Chip Somodevilla, Getty Images

Don't mess with net neutrality. That was the message from departing FCC chairman Tom Wheeler Friday in his last speech as head of the agency.

Wheeler warned the incoming Republican administration against a hasty repeal of the controversial open internet rules. He said getting rid of the rules and taking a "hands-off approach" to regulating broadband and wireless networks would be a mistake and a move backward. He added that changing the rules would threaten innovation.

"The open internet is currently the law of the land," he said. "Tampering with the rules means taking away protections consumers and the online world enjoy today."

Net neutrality is the principle that all traffic on the Internet should be treated equally. Whether you're checking Facebook, posting pictures to Instagram, shopping on Amazon, streaming Netflix movies or watching cat videos on YouTube, all the information traveling across the Internet to you and from you should be treated the same. This means that your Internet service provider -- whether that's a broadband company like Comcast or a wireless carrier like AT&T or Verizon -- can't block or slow down your access to that content. And it means that these companies shouldn't favor their own content and services over their competitors' offerings.

Supporters of net neutrality, like consumer advocates and internet companies like Google and Netflix, say these rules protect consumers and ensure smaller companies can access the internet to develop cool new services and applications. Wheeler, who has become net neutrality's staunchest supporter since taking over as FCC chairman in 2013, says that broadband companies are the gatekeepers to the internet and should not be allowed to abuse their power.

"Those who build and operate networks have both the incentive and the ability to use the power of the network to benefit themselves even if doing so hurts their own customers and the greater public interest," Wheeler said.

Republicans along with internet service providers, like AT&T and Comcast, argue that the FCC's rules are bad public policy because the agency now regulates broadband like the old-style telephone network.
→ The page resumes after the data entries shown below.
PR #177, opened 2024-07-02
adds check to ensure correct embedding vector dimensions are used

justin-cechmanek:
Currently our semantic cache allows for specifying the vector in calls to store() and check(), but if the vector dimension does not match the schema dimensions this fails silently. This PR adds a check to verify correct vector dimensions and raises an error if they do not match.


bsbodden (approved):
LGTM!

tylerhutcherson (approved):

PR #178, opened 2024-07-08
Improve caching ttl tests

tylerhutcherson:
Small improvement to the TTL tests for semantic cache. Based on feedback from an SA in the field.


justin-cechmanek (approved):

They say this discourages investment in network infrastructure.

But Wheeler refuted these claims in his speech. He recounted that AT&T's CEO reportedly told President-elect Donald Trump in a meeting just yesterday that his company had been the country's leading investor of capital for each of the last five years, which included the two years since the Open Internet rules were adopted.

"Network investment is up, investment in innovative services is up, and ISPs revenues - and stock prices - are at record levels," he said. "So, where's the fire?"

With that said, Wheeler's warnings are likely falling on deaf ears. There's not a lot that Wheeler or other Democrats can do to stop Republicans from striking down the foundation of the net neutrality rules. Once Wheeler steps down on January 20, the Republicans will hold a 2-1 majority. Commissioners Mike O'Rielly and Ajit Pai, who will remain at the FCC, have already indicated they want to dismantle net neutrality. And Trump's transition team is also full of opponents to the rules.